PR #2322, opened 2023-09-05
🌱 Add finalizer for VSphereClusterIdentity

killianmuldoon:
Add a finalizer to ensure the cleanup for this type completes.

### DIFF
--- a/controllers/vsphereclusteridentity_controller.go
+++ b/controllers/vsphereclusteridentity_controller.go
@@ -119,6 +119,12 @@ func (r clusterIdentityReconciler) Reconcile(ctx _context.Context, req reconcile
 		return ctrl.Result{}, r.reconcileDelete(ctx, identity)
 	}
 
+	// Add a finalizer and requeue to ensure that the secret is deleted when the identity is deleted.
+	if !ctrlutil.ContainsFinalizer(identity, infrav1.VSphereClusterIdentityFinalizer) {
+		ctrlutil.AddFinalizer(identity, infrav1.VSphereClusterIdentityFinalizer)
+		return reconcile.Result{}, nil
+	}
+
 	// fetch secret
 	secret := &corev1.Secret{}
 	secretKey := client.ObjectKey{
@@ -171,6 +177,8 @@ func (r clusterIdentityReconciler) reconcileDelete(ctx _context.Context, identit
 	err := r.Client.Get(ctx, secretKey, secret)
 	if err != nil {
 		if apierrors.IsNotFound(err) {
+			// The secret no longer exists. Remove the finalizer from the VSphereClusterIdentity.
+			ctrlutil.RemoveFinalizer(identity, infrav1.VSphereClusterIdentityFinalizer)
 			return nil
 		}
 		return err
@@ -185,5 +193,10 @@ func (r clusterIdentityReconciler) reconcileDelete(ctx _context.Context, identit
 	if err := r.Client.Update(ctx, secret); err != nil {
 		return err
 	}
-	return r.Client.Delete(ctx, secret)
+	if err := r.Client.Delete(ctx, secret); err != nil {
+		return err
+	}
+	// Remove the finalizer from the identity as all cleanup is complete.
+	ctrlutil.RemoveFinalizer(identity, infrav1.VSphereClusterIdentityFinalizer)
+	return nil
 }
--- a/apis/v1beta1/vsphereclusteridentity_types.go
+++ b/apis/v1beta1/vsphereclusteridentity_types.go
@@ -23,7 +23,8 @@ import (
 )
 
 const (
-	SecretIdentitySetFinalizer = "vspherecluster/infrastructure.cluster.x-k8s.io"
+	SecretIdentitySetFinalizer      = "vspherecluster/infrastructure.cluster.x-k8s.io"
+	VSphereClusterIdentityFinalizer = "vsphereclusteridentity/infrastructure.cluster.x-k8s.io"
 )
 
 type VSphereClusterIdentitySpec struct {


controllers/vsphereclusteridentity_controller.go
```diff
@@ -181,9 +189,16 @@ func (r clusterIdentityReconciler) reconcileDelete(ctx _context.Context, identit
...
 		ctrlutil.RemoveFinalizer(secret, legacyIdentityFinalizer)
 	}
+
+	// TODO (killianmuldoon): Consider whether we should have a finalizer on the secret and, if so, whether this finalizer should be renamed.
 	ctrlutil.RemoveFinalizer(secret, infrav1.SecretIdentitySetFinalizer)
 	if err := r.Client.Update(ctx, secret); err != nil {
 		return err
 	}
-	return r.Client.Delete(ctx, secret)
+	if err := r.Client.Delete(ctx, secret); err != nil {
```
killianmuldoon, line 198: It's not clear to me that there has to be a 1:1:1 relationship between the secret and the VSphereClusterIdentity and the Cluster, but it looks like the intended behaviour of this controller is to clean up the secret it references.

The secret can't be deleted until the finalizer is removed, but it's the same finalizer that is added by each VSphereClusterIdentity.

I think there's a bunch of weirdness here that IMO is a bug, but may be being relied on as a feature by someone.

Maybe the best course is to open an issue to establish rules for the lifecycle of this object?

sbueringer: I think it's not a 1:1:1 relationship based on 
> * Credentials via a VSphereClusterIdentity: `VSphereClusterIdentity` is a cluster-scoped resource and enables multiple VSphereClusters to share the same set of credentials. The namespaces that are allowed to use the VSphereClusterIdentity can also be configured via a `LabelSelector`.
> https://github.com/kubernetes-sigs/cluster-api-provider-vsphere/blob/0300fab21584ad0f026e15b6fb5208708b37ff88/docs/identity_management.md#L12-L11

killianmuldoon: You're right - it's many Clusters to one VSphereClusterIdentity to one Secret. The VSphereClusterIdentity is linked to the CAPV deployment rather than any individual cluster or group of clusters.

The current setup of these finalizers is still odd to me. I think this change is necessary to ensure the vsphereCluster deletes the secret as a cleanup - but do we need the secret to be protected from deletion by a finalizer as well?

sbueringer: Based on the proposal (20210311-single-controller-multitenancy.md) I think VSphereClusterIdentity was introduced partially to be re-used for multiple clusters

sbueringer: Based on this, is the question then should be allowed to use a single secret in multiple VSphereClusterIdentities?

controllers/vsphereclusteridentity_controller.go
```diff
@@ -115,6 +115,12 @@ func (r clusterIdentityReconciler) Reconcile(ctx _context.Context, req reconcile
 		}
 	}()
 
+	// Add a finalizer and requeque to ensure that the secret is deleted when the identity is deleted.
```
sbueringer, line 118:
```suggestion
	// Add a finalizer and requeue to ensure that the secret is deleted when the identity is deleted.
```

controllers/vsphereclusteridentity_controller.go
```diff
@@ -115,6 +115,12 @@ func (r clusterIdentityReconciler) Reconcile(ctx _context.Context, req reconcile
...
+	if !ctrlutil.ContainsFinalizer(identity, infrav1.VSphereClusterIdentityFinalizer) {
+		ctrlutil.AddFinalizer(identity, infrav1.VSphereClusterIdentityFinalizer)
+		return reconcile.Result{Requeue: true}, nil
+	}
+
```
sbueringer, line 123: This section should be below the deletionTimestamp check (~ l. 127).

As soon as the deletionTimestamp is set the apiserver will block adding a new finalizers (cf with other controllers)

controllers/vsphereclusteridentity_controller.go
```diff
@@ -181,9 +189,16 @@ func (r clusterIdentityReconciler) reconcileDelete(ctx _context.Context, identit
 	if ctrlutil.ContainsFinalizer(secret, legacyIdentityFinalizer) {
 		ctrlutil.RemoveFinalizer(secret, legacyIdentityFinalizer)
 	}
+
+	// TODO (killianmuldoon): Consider whether we should have a finalizer on the secret and, if so, whether this finalizer should be renamed.
 	ctrlutil.RemoveFinalizer(secret, infrav1.SecretIdentitySetFinalizer)
```
sbueringer, line 194: Don't we already have a finalizer on the Secret?

controllers/vsphereclusteridentity_controller.go
sbueringer: l.141 seems to block that a secret is used by multiple VSphereClusterIdentities

sbueringer: > IMO we should deprecate the finalizer on the Secret used by the VSphereClusterIdentity.

Why?

controllers/vsphereclusteridentity_controller.go
killianmuldoon: Q is whether it should be removed.

controllers/vsphereclusteridentity_controller.go
killianmuldoon: My question is why is it there in the first place. 

I don't think we generally have finalizers on our other secrets. And I think putting the finalizer on the bottom node in the dependency graph is an unusual pattern.

controllers/vsphereclusteridentity_controller.go
sbueringer: Missed the "should"

controllers/vsphereclusteridentity_controller.go
killianmuldoon: I would be in favor of getting rid of it, as it seems the whole finalizer flow for this controller never worked as expected. 

The flow before this PR was to (in no necessary order):
- delete the vsphereclusteridentity
- remove the finalizer from the secret manually
- delete the secret


But fine to leave it as it doesn't do any damage anymore AFAICT.

sbueringer: I think I"m missing something crucial. I would have thought the following removes the finalizer and deletes the secret:
```go
	ctrlutil.RemoveFinalizer(secret, infrav1.SecretIdentitySetFinalizer)
	if err := r.Client.Update(ctx, secret); err != nil {
		return err
	}
	return r.Client.Delete(ctx, secret)
```

Just because we didn't have a finalizer on the VSphereClusterIdentity it doesn't mean that reconcileDelete wasn't run. It basically just means that if we miss the delete event we don't hit reconcileDelete (e.g. if the controller was down). I would expect that today in 99% of the cases we go through a reconcileDelete. Probably missing something, but I think only in edge cases the secret is orphaned after the VSphereClusterIdentity is gone

killianmuldoon: > I would expect that today in 99% of the cases we go through a reconcileDelete. Probably missing something, but I think only in edge cases the secret is orphaned after the VSphereClusterIdentity is gone

Not sure how it compares, but in my testing this never happened. The secret was always orphaned and the finalizer was always left in place. I'm not sure why as I would have expected the same given the code. My guess is we hit the "not found" case for the `VSphereClusterIdentity` very quickly as there's nothing slowing down its deletion.

sbueringer: Ah interesting. That definitely gives us other options. I assumed we have a comparable case to: https://github.com/kubernetes-sigs/cluster-api/issues/6863 (+/- that in the CAPI issue it's fine to miss a delete event if the controller is done)

sbueringer: Considering this I think I have to change my opinion in the other direction. I would expect that we 100% hit the notfound case if we don't have a finalizer on the VSphereClusterIdentity (assuming my theory about how informers work is correct)

sbueringer: Okay so it should be safe to assume that reconcileDelete was basically never run. Which also means it doesn't change anything if we drop the code there.

What would you like to do?

1. add the VSphereClusterIdentity finalizer in this PR
2. open an issue/PR to get rid of the secret finalizer? (still not sure if we should fix the finalizer handling instead because I don't know for which reasons it was implemented and if we should rather make sure it works instead of dropping it)

killianmuldoon: It does look like we add the finalizer in the case we use the raw secret in the VSphereCluster, so it's not inconsistent within CAPV. I'm fine with keeping it as-is and just merging this PR (once I fix it up).

controllers/vsphereclusteridentity_controller.go
sbueringer: I think this one is still open

sbueringer: Nope it isn't :/ My bad. git pull error :D

controllers/vsphereclusteridentity_controller.go
```diff
@@ -119,6 +119,12 @@ func (r clusterIdentityReconciler) Reconcile(ctx _context.Context, req reconcile
 		return ctrl.Result{}, r.reconcileDelete(ctx, identity)
 	}
 
+	// Add a finalizer and requeue to ensure that the secret is deleted when the identity is deleted.
+	if !ctrlutil.ContainsFinalizer(identity, infrav1.VSphereClusterIdentityFinalizer) {
+		ctrlutil.AddFinalizer(identity, infrav1.VSphereClusterIdentityFinalizer)
+		return reconcile.Result{Requeue: true}, nil
```
sbueringer, line 125:
```suggestion
		return reconcile.Result{}, nil
```
The update will requeue automatically (the godoc is maybe a bit misleading in this regard)

sbueringer (commented):
Just one nit

chrischdi (commented):
/lgtm

sbueringer:
/approve


Thank you!!

sbueringer:
@killianmuldoon Bug fix => cherry-pick back was the idea, right?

[Work instructions]
Among the entries above, identify all lines with "flow" and copy them.

[Exercise response]
killianmuldoon: I would be in favor of getting rid of it, as it seems the whole finalizer flow for this controller never worked as expected. 
The flow before this PR was to (in no necessary order):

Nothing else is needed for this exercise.